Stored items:
——————————

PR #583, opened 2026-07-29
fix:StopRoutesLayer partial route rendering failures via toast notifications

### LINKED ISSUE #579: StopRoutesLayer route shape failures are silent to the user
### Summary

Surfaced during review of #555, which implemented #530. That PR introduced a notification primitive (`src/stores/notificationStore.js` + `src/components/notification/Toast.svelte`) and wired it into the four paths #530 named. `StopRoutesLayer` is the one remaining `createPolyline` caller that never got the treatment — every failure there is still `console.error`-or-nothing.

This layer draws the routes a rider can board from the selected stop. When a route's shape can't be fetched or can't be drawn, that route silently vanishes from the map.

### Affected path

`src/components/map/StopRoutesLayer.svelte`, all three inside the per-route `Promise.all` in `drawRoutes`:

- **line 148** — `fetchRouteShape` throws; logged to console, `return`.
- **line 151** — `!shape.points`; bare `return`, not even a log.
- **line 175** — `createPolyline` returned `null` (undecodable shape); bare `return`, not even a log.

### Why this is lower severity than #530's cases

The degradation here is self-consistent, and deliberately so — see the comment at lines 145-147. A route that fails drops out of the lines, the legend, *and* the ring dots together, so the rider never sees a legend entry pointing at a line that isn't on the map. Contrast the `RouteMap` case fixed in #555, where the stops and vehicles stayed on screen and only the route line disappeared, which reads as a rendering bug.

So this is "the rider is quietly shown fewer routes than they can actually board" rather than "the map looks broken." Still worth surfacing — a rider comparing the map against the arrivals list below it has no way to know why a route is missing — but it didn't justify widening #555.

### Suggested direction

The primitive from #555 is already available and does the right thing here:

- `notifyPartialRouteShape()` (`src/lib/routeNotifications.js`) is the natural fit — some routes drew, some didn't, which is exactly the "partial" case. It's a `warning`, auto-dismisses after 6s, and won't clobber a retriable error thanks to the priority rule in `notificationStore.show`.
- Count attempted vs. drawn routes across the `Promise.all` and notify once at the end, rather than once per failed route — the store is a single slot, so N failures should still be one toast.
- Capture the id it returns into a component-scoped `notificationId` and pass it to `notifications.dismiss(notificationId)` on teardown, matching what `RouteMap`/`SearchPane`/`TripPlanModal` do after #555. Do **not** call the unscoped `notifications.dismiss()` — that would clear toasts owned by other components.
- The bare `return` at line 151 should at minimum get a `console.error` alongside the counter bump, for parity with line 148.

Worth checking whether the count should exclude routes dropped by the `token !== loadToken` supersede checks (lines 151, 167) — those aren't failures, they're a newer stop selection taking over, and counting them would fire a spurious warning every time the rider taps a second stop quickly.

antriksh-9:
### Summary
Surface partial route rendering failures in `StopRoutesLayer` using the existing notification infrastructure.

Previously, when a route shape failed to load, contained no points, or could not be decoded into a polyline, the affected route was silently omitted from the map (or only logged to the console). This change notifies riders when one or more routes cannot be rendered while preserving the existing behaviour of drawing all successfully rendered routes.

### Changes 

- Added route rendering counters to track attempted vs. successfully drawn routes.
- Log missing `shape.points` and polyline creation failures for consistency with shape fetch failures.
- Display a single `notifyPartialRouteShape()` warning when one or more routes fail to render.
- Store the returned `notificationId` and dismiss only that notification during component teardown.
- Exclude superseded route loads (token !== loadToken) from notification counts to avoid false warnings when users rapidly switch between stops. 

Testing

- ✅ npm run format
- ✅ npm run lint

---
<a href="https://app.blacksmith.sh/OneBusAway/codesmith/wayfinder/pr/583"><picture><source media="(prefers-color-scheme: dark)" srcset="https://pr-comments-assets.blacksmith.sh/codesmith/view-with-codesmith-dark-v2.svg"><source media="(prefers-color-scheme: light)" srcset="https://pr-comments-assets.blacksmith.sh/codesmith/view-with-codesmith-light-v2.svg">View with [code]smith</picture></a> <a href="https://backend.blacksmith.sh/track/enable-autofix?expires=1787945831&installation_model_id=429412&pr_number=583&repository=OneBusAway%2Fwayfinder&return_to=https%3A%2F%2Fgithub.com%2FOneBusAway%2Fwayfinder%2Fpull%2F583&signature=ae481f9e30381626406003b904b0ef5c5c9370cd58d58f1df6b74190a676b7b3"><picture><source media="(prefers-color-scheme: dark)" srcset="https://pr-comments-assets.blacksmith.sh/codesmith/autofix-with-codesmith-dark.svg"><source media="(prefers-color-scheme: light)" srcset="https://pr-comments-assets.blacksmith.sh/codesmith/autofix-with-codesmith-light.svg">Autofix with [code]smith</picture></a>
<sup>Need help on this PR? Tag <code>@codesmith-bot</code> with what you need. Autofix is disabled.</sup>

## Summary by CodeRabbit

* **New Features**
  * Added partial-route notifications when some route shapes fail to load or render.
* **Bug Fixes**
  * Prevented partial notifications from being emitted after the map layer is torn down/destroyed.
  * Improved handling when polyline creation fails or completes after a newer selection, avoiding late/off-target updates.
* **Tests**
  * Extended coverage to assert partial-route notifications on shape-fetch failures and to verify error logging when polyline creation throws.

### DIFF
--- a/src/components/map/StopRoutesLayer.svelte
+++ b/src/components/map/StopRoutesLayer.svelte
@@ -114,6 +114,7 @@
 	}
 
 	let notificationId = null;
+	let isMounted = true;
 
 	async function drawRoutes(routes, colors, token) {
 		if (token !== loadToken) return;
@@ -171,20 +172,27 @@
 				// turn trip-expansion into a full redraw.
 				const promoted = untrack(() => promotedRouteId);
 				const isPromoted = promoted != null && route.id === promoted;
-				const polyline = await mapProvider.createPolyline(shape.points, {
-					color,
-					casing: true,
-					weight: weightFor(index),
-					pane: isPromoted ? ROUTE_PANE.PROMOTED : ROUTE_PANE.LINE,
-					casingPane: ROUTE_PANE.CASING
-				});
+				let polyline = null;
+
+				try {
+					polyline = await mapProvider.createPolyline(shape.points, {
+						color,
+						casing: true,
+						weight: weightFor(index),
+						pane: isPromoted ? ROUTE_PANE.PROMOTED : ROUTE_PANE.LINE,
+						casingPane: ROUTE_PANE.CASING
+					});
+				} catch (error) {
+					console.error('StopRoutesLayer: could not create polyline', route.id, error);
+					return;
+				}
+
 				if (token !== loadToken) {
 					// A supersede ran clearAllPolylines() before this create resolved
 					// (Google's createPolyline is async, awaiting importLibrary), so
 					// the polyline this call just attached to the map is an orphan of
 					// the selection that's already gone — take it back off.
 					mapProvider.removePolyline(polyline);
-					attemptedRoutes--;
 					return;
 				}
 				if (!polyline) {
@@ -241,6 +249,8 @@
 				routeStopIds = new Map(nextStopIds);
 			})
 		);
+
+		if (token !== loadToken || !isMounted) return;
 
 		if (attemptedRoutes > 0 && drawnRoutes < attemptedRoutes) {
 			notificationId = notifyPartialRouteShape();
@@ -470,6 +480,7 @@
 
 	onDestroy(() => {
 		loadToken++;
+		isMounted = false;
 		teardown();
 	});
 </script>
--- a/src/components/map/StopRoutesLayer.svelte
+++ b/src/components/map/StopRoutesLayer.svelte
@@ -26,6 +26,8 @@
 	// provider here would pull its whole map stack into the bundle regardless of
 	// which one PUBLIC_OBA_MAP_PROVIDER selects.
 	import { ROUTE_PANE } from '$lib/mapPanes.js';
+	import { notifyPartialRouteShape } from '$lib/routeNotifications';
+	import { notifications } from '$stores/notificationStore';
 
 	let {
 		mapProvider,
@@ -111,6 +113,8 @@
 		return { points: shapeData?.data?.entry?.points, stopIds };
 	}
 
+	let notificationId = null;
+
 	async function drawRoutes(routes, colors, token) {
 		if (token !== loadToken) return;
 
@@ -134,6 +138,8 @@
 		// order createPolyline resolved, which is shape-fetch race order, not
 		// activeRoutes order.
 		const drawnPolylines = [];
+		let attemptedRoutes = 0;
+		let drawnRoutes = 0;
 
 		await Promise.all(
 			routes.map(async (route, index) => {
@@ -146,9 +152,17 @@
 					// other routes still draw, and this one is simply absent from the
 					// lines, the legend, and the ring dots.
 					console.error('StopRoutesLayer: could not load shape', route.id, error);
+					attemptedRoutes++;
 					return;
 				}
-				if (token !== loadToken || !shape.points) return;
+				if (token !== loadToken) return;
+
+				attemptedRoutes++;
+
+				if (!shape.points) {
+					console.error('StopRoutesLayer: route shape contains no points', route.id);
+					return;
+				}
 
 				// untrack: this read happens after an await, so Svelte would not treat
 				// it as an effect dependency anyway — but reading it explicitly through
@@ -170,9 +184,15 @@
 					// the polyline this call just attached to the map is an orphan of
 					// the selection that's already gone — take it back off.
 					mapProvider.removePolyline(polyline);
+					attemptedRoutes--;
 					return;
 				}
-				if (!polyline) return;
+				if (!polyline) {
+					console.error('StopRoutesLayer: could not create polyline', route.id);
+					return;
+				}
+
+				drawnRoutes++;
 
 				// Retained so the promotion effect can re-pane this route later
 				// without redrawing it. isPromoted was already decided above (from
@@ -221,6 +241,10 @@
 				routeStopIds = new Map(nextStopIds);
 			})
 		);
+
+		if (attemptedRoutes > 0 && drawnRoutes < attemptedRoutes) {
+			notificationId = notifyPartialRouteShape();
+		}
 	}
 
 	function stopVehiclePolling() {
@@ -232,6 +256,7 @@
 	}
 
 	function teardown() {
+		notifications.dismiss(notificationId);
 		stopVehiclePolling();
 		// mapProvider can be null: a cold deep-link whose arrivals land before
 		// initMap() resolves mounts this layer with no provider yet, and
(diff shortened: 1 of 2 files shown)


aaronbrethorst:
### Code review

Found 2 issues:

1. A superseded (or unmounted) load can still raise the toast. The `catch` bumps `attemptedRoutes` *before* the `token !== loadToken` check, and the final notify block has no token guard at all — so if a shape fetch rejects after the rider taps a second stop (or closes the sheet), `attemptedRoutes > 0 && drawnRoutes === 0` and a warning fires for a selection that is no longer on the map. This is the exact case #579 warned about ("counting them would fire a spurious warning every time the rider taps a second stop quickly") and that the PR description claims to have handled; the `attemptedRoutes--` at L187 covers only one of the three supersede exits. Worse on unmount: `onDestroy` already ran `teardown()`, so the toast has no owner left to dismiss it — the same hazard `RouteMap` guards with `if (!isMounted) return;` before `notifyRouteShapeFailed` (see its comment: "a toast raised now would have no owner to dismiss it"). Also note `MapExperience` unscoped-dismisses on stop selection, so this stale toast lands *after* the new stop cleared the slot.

——————————

Find the word "fails" in the records. Copy every line it appears in.

The degradation here is self-consistent, and deliberately so — see the comment at lines 145-147. A route that fails drops out of the lines, the legend, *and* the ring dots together, so the rider never sees a legend entry pointing at a line that isn't on the map. Contrast the `RouteMap` case fixed in #555, where the stops and vehicles stayed on screen and only the route line disappeared, which reads as a rendering bug.
  * Improved handling when polyline creation fails or completes after a newer selection, avoiding late/off-target updates.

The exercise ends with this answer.